He doesn't force people to watch. 

I don't watch all his videos as there is too many and he does grate a bit but I know exactly what I am in for when I do. 

Mark pretends that everything is the funniest thing in the world and he always has to been seen to be having amazing 'bantz'.  Tbf to him, he treats everyone the same. His buddies and Lee so you can't accuse him of treating Lee any differently. In this case, Lee is the performing monkey and mark is trying to extract as much as he can for his own gain. That is a big part of his job.
		
Click to expand...

Pretty much....


----------



## Lord Tyrion (Nov 3, 2015)

JV24601 said:



			Agree with most of that too Lord. They make you feel special up there and the little touches are very well done.

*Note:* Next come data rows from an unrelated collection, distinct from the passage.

PR #823, opened 2026-08-12
ERDW-276: Fix DWH get_events failure when event details are requested

### LINKED ISSUE #822: Download Events fails with DWH
### Steps to reproduce

Create a Download Events workflow and run it using the data warehouse from advanced run settings

### Expected Results

The workflow should run to completion without issues.

### Actual Results

The workflow fails with error:
```bash 
Task instance 'get_event_data' raised ValueError('include_details (and parse_detail_datetimes / invalid_only / invalid_details) require exactly one event_type, since the typed event_details struct is derived from a single event type's schema. Pass raw_details=True for raw JSON event_details across multiple event types.')`
```

### Acceptance Criteria

_No response_

### Notes

_No response_

marianobrc:
## :earth_americas: Summary
Closes #822 

## :package: Proposed Changes
The DWH returns typed `event_details` as an Arrow struct by default, which requires exactly one event type, so `get_events` raised whenever  `include_details` was set with zero or many types, breaking the  `download-events` workflow.

The task now picks the mode by selection count: the typed struct for a single  event type (`from_arrow` lands it as dicts), and the raw JSON form, decoded to  dicts, for zero or many. Either way the column matches what the ER API path serves, so no workflow changes are needed.

### DIFF
--- a/ecoscope/platform/tasks/io/_earthranger.py
+++ b/ecoscope/platform/tasks/io/_earthranger.py
@@ -722,6 +722,12 @@ def get_events(
 
         # The warehouse get_events accepts event type slugs directly, so pass the
         # values straight through — no value->id round-trip via get_event_types.
+        #
+        # raw_details: the warehouse can also serve `event_details` as structured Arrow
+        # data, but only for a single event type (the struct is derived from that type's
+        # schema), and adopting it would mean refactoring the tasks and workflows that
+        # consume the column, which expect dicts. So ask for the raw JSON form — valid
+        # for any number of event types — and decode it to dicts below.
         table = warehouse_client.get_events(
             since=time_range.since.isoformat(),
             until=time_range.until.isoformat(),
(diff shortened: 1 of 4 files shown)


atmorling (approved):

ecoscope/platform/tasks/io/_earthranger.py
```diff
@@ -722,6 +722,14 @@ def get_events(
...
         # The warehouse get_events accepts event type slugs directly, so pass the
         # values straight through — no value->id round-trip via get_event_types.
+        #
+        # event_details: the warehouse serves it as a structured Arrow struct, which
+        # `from_arrow` lands as dicts, but that struct is derived from one event type's
+        # schema and so requires a single-type selection. Workflows also allow zero or
+        # many types (download-events offers "leave empty for all event types"), so fall
+        # back to the raw JSON form there and decode it below — either way the column
+        # ends up dicts, as the ER API path serves it.
+        raw_details = include_details and len(event_types) != 1
```
marianobrc, line 732: @atmorling I requested a new review since I pushed a change in this line (`and len(event_types) != 1`) so that typed mode is used if a single event type is selected, falling back to raw otherwise

atmorling: Thanks! Makes sense

atmorling (approved):
Thanks @marianobrc

PR #829, opened 2026-08-27
Skip overwrite on content hashed persistence tasks

### LINKED ISSUE #826: Skip writing the file in the event of a naming collision in persist tasks where a content hash is used
A naming collision on a content-hashed file means we'd be overwriting with identical data, so let's skip the write in these cases

atmorling:
## :earth_americas: Summary
Closes #826 

## :package: Proposed Changes
- Adds a check to the serde module to check if a file already exists or not
- Wires the above check into file persistence tasks where a content hash is used to generate the filename, if there's a collision we will no longer write anything
- Factoring changes to `_persist_df` for better readability
- Some improvements to`_hash_df` to coerce unhashable types

## 📋 Checklist

### DIFF
--- a/ecoscope/platform/tasks/io/_earthranger.py
+++ b/ecoscope/platform/tasks/io/_earthranger.py
@@ -24,7 +24,7 @@ from ecoscope.platform.schemas import (
     SpatialFeaturesGroup,
     SubjectGroupObservationsGDF,
 )
-from ecoscope.platform.serde import _persist_bytes
+from ecoscope.platform.serde import _persist_bytes, _read_path_if_file_exists
 from ecoscope.platform.tasks.filter._filter import TimeRange
 from ecoscope.platform.tasks.io._persist import (
     _fallback_to_empty_grouped,
@@ -1253,6 +1253,9 @@ def download_grouped_event_attachments(
     `split_groups` — and writes each event's files to
     `output_dir/<attachments_subdir>/<key_hash>_<event_id>/<filename>`.
 
+    A file already present at the target path is left alone: it is neither
+    refetched nor rewritten.
+
     `<key_hash>` is a short sha256 hash of the encoded group key, computed
     by the same helper used by `persist_grouped_dfs_for_results_download`,
     so the FE can match downloaded attachments to the dashboard view they
@@ -1310,12 +1313,18 @@ def download_grouped_event_attachments(
                 filename = result["filename"]
                 basename = Path(filename).name
 
-                response = client._get(  # type: ignore[attr-defined]
-                    f"activity/event/{event_id}/file/{file_id}/original/{filename}",
-                    return_response=True,
-                )
+                # Each event has its own folder, so a name clash here means a
+                # second attachment on this event sharing a filename. Keep the
+                # first: overwriting it would fail anyway on a `gs://` root,
+                # where replacing an object needs a delete permission the
+                # workflow service account does not have.
+                if _read_path_if_file_exists(event_dir, basename) is None:
+                    response = client._get(  # type: ignore[attr-defined]
+                        f"activity/event/{event_id}/file/{file_id}/original/{filename}",
+                        return_response=True,
+                    )
 
-                _persist_bytes(response.content, event_dir, basename)
+                    _persist_bytes(response.content, event_dir, basename)
 
                 downloaded_paths.append(f"{attachments_subdir}/{event_dir_name}/{basename}")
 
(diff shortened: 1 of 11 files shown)


ecoscope/platform/tasks/io/_earthranger.py
```diff
@@ -1310,12 +1313,17 @@ def download_grouped_event_attachments(
...
-                )
+                # Each event has its own folder, so a name clash here means a
+                # second attachment on this event sharing a filename.
+                # Shouldn't be possible due to upstream conventions, but
+                # handling defensively here by skipping the duplicated write.
+                if _read_path_if_file_exists(event_dir, basename) is None:
+                    response = client._get(  # type: ignore[attr-defined]
+                        f"activity/event/{event_id}/file/{file_id}/original/{filename}",
+                        return_response=True,
+                    )
```
atmorling, line 1324: IIUC the upstream API prevents this, but better to be defensive as there's nothing in the contract we consume that guarantees the uniqueness of an attachment filename.

ecoscope/platform/tasks/io/_persist.py
```diff
@@ -109,26 +123,34 @@ def persist_json(
...
 
-    # Use a hash of the dataframe content; avoids issues with unhashable types.
+    def _fallback_hash(obj):
+        try:
+            return pd.util.hash_pandas_object(obj, index=False).values
+        except (TypeError, ValueError, AttributeError):
+            # Cells pandas can't hash (lists/dicts in event details). `repr`
+            # rather than `str`: in a mixed column `str` collapses 1 and "1"
+            # to the same text, and a filename collision serves wrong bytes.
+            return pd.util.hash_pandas_object(obj.map(repr), index=False).values
```
atmorling: Previously we hashed just the shape + first 5 rows of the df in the event of any unhashable types, now we're coercing anything unhashable so we can consider the whole frame.

ecoscope/platform/tasks/io/_persist.py
atmorling, line 1: The big diff here is mostly due to refactoring

ecoscope/platform/tasks/io/_persist.py
```diff
@@ -146,41 +168,106 @@ def persist_df(
...
-        gdf = gpd.GeoDataFrame(df)
-        return _persist_text(gdf.to_json(), root_path, f"{filename}.{filetype}")
-    elif filetype == "json":
-        return _persist_text(df.to_json(), root_path, f"{filename}.{filetype}")
-    else:
-        raise ValueError(f"Unsupported file type: {filetype}")
+    target = f"{filename}.{_filetype_extension(filetype)}"
+
+    if filetype == "geoparquet":
+        _require_geometry(df, filetype)
```
atmorling, line 249: Other than skipping duplicated writes, this is the only other logic change in this module, if one attempt to persist a geoparquet without geometry we'll now explicitly `ValueError`

ecoscope/platform/tasks/io/_persist.py
```diff
@@ -295,16 +372,16 @@ def persist_df_wrapper(
     else:
         df_new = df
 
-    filehash = _hash_df(df)
+    filehash = _hash_df(df_new)
```
atmorling, line 393: Previously this hash was built from the pre-sanitized df, we're now hashing what we intend to write.

ecoscope/platform/tasks/io/_persist.py
```diff
@@ -295,16 +372,16 @@ def persist_df_wrapper(
...
 
-    paths = [persist_df(df_new, root_path, filename, filetype) for filetype in filetypes]
+    paths = [_persist_df(df_new, root_path, filename, filetype, content_addressed=True) for filetype in filetypes]
 
     return paths
 
 
 def _hash_grouper_key(composite_filter: CompositeFilter) -> str:
-    """Return a 7-char sha256 hash of the JSON-encoded grouper key.
+    """Return a 6-char sha256 hash of the JSON-encoded grouper key.
```
atmorling, line 402: Changes here to correct a subtlety with the grouper key hash - thankfully this will be deprecated soon

ecoscope/platform/tasks/io/_persist.py
Yun-Wu: This makes sense as most of our unhashable objects are list/dict. Should we add a comment here that it won't be guaranteed for custom data classes if repr is overridden in the class and is not guaranteed to be unique?

ecoscope/platform/tasks/io/_persist.py
Yun-Wu: Thanks for catching this!

Yun-Wu (approved):

ecoscope/platform/tasks/io/_persist.py
atmorling: I've updated so that we explicitly raise in the case where the repr fails

PR #830, opened 2026-08-27
Remove unsafe .join in `apply_sql_query` and `persist_df_wrapper`

### LINKED ISSUE #827: Remove unsafe `.join` in `apply_sql_query` and `persist_df_wrapper`
The use of pandas.join in these tasks is unsafe against dataframes that have duplicate indexes, which is possible with _at least_ patrols datasets

atmorling:
## :earth_americas: Summary
Closes #827 

## :package: Proposed Changes
- Updates `persist_df_wrapper` and `apply_sql_query` to reattach geometry positionally instead of via `.join`, in the case of duplicate indexes `.join` duplicates data in the frame

## 📋 Checklist


Yun-Wu (approved):
Thanks for detecting this issue this Alex!

PR #1199, opened 2021-02-05
refactor: add package exports entries

manolakis:
## What I did

1. Add the `exports` entry in each `package.json`, exposing the public parts of each package and hiding the private ones.
2. Adapt broken code that accessed private elements of other packages.
3. Unify the way of publishing and access to side-effects.

This commit does not change the behavior of the components but could cause some access issues in those consumers who are accessing internal implementation details.

This change also allows better bundle optimizations by library clients.

### DIFF
--- a/.changeset/red-steaks-brake.md
+++ b/.changeset/red-steaks-brake.md
@@ -1,0 +1,47 @@
+---
+'babel-plugin-extend-docs': minor
+'providence-analytics': minor
+'remark-extend': minor
+'@lion/accordion': minor
+'@lion/ajax': minor
+'@lion/button': minor
+'@lion/calendar': minor
+'@lion/checkbox-group': minor
+'@lion/collapsible': minor
+'@lion/combobox': minor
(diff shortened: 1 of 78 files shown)


manolakis:
I didn't include the changeset because I'm not sure if we should consider it as a breaking change or just a patch 🤷

jorenbroekema:
I think this is not a breaking change on lion, only a breaking change if lion is used in conjunction with tools that respect exports field as the single source of truth for imports. Meaning that some of your imports might be broken when upgrading. I think most developers using @web/dev-server are not aware of this, so to be safe I would appreciate doing a minor release for all packages and explaining how this could be breaking in the changelog.

jorenbroekema:
Gonna wait a bit until Ajax PRs are done as that changes some of the exports, I will then rebase and fix this branch and getthis merged :)

jorenbroekema (approved):

jorenbroekema:
Thanks 🎉

PR #1207, opened 2021-02-11
docs: add custom elements manifest

thepassle:
## What I did

1. Add `custom-elements.json` for packages. There might still be quirks in the output `custom-elements.json`, but as discussed with @daKmoR : lets iterate 🙂  Please let me know if you do find any issues/bugs/weird output


package.json
```diff
@@ -10,6 +10,7 @@
     "build:docs": "wca analyze \"packages/tabs/**/*.js\"",
     "build:types": "tsc -p tsconfig.build.types.json",
     "bundlesize": "rollup -c bundlesize/rollup.config.js && bundlesize",
+    "custom-elements-manifest": "node scripts/workspaces-scripts.mjs run custom-elements-manifest",
```
thepassle, line 13: ☝️ this should be: `custom-elements-manifest analyze`, otherwise it only outputs the CLI options 😅

thepassle: Also you might have to exclude the `docs/` folder, I forget which package it was exactly, but `.js` files from the docs folder ended up in the `custom-elements.json` file, and for some it even errored on those. I can take a look later (tomorrow morning) if you want

you can exclude like so: `custom-elements-manifest analyze --exclude "docs/**/*.js"`

jorenbroekema: Ah yeah so this runs `npm run custom-elements-manifest` from the `/packages/package/..` root folder, and there we have
```json
"scripts": {
  "custom-elements-manifest": "custom-elements-manifest analyze --exclude \"docs/**/*.js\""
}
```
 unless I messed something up.

jorenbroekema (approved):

package.json
thepassle: Ah yes ofcourse, my bad!

PR #1212, opened 2021-02-15
Delete superfluous code

erikkroes:
## What I did

1. Remove a superfluous role
2. Remove a superfluous span

### DIFF
--- a/packages/calendar/src/utils/dataTemplate.js
+++ b/packages/calendar/src/utils/dataTemplate.js
@@ -21,7 +21,7 @@ export function dataTemplate(
             aria-labelledby="month year"
           >
             <thead>
-              <tr role="row">
+              <tr>
                 ${weekdaysShort.map(
                   (header, i) => html`
                     <th
--- a/packages/calendar/src/utils/dayTemplate.js
+++ b/packages/calendar/src/utils/dayTemplate.js
@@ -72,7 +72,7 @@ export function dayTemplate(day, { weekdays, monthsLabels = defaultMonthLabels }
         ?current-month=${day.currentMonth}
         ?next-month=${day.nextMonth}
       >
-        <span class="calendar__day-button__text"> ${day.date.getDate()} </span>
+        ${day.date.getDate()}
       </button>
     </td>
   `;
--- a/packages/calendar/test/lion-calendar.test.js
+++ b/packages/calendar/test/lion-calendar.test.js
@@ -671,9 +671,7 @@ describe('<lion-calendar>', () => {
               aria-pressed="false"
               past=""
               current-month="">
-              <span class="calendar__day-button__text">
                 30
-              </span>
             </button>
           `);
         });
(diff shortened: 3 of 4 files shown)


jorenbroekema:
- [ ] Fix failing tests (DOM diffs now fail, which makes sense)
- [ ] Create a changeset for a patch
- [ ] Squash into 1 commit?

packages/calendar/src/utils/dayTemplate.js
```diff
@@ -72,7 +72,7 @@ export function dayTemplate(day, { weekdays, monthsLabels = defaultMonthLabels }
         ?current-month=${day.currentMonth}
         ?next-month=${day.nextMonth}
       >
-        <span class="calendar__day-button__text"> ${day.date.getDate()} </span>
```
gerjanvangeest, line 75: We use this span internally for styling.

tlouisse: Indeed. The sole reason for this span is a styling hook and we need it ourselves in our extension layer :)

packages/calendar/src/utils/dataTemplate.js
```diff
@@ -21,7 +21,7 @@ export function dataTemplate(
             aria-labelledby="month year"
           >
             <thead>
-              <tr role="row">
```
tlouisse, line 24: I can understand the confusion: the role is not needed when we don't apply css. 
By adding these roles,  we allow the extension layer to style without breaking semantics:
if the `display` property of table cells are changed (to flex or whatever), semantics are lost. 

@erikkroes do you think we should document this somewhere?

erikkroes: We don't change the `display` anywhere? I think it's the responsibility of who does.

tlouisse: We don't do it ourselves, but we aim for a dev experience like this:
- only add styles on top, no further logic. All a11y is handled by Lion 

This styling could either be added via an extension layer or via shadow parts. In the shadow parts case, there would be no way to change the html.
I experienced this myself: when I made the Material Design datepicker, I actually needed to put flex properties here:an external dev not knowing these implementation details, would have broken a11y without knowing when there wouldn't have been a role in the markup. Tools like axe probably don't spot these errors (since they would have to get computed styles for every element in the dom).

Changing html would be tricky, error prone and should be avoided when there's no need for it.

@erikkroes I hope you agree with the above? Shall I add a comment in the source code explaining this? I'm in a 'cleanup mode' wrt open issues and pull requests  :)

Some comments like:

```
## Why put [role="row"] on a tr element?

By default the platform offers these semantics implicitly via the tr element, but overriding display styles - imagine an extension layer putting 'display:flex' on this element (a very likely scenario) - break those semantics.
```

daKmoR:
I'm going to close this as it seems there is a need to discuss this more upfront. Feel free to open an issue for each individual topic 🤗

Rockliffe is much the same and will continue to get better and better over the years.
		
Click to expand...


I'm hoping to play Rockcliffe next year as your comments mirror what I have heard. Probably off the yellows mind as I hear it is a long old haul.

One other thing to add to the MC debate. My 15yr old watches MC videos and thinks he is great. Multiply that across the Youtube medium. MC is tapping into a new generation of golfers in a way that they like. Not in newspaper or magazine articles but on social media in a way people like to view it. Sponsors, and so tournament directors love this new media and MC is right at the top in this field in golf. He wont care about old duffers moaning about him, they are not his market, nor the sponsors. He is a very smart cookie, whether by intention or not.


----------



## GB72 (Nov 3, 2015)

May be opening the debate too much but I do now have a concern as to where a number of youtube 'stars' now stand in relation to reviewing gear. Time was that they were everyday golf pros posting what appeared to be honest gear reviews that often when contrary to the cagey, nothing is bad these days view of the established print media. 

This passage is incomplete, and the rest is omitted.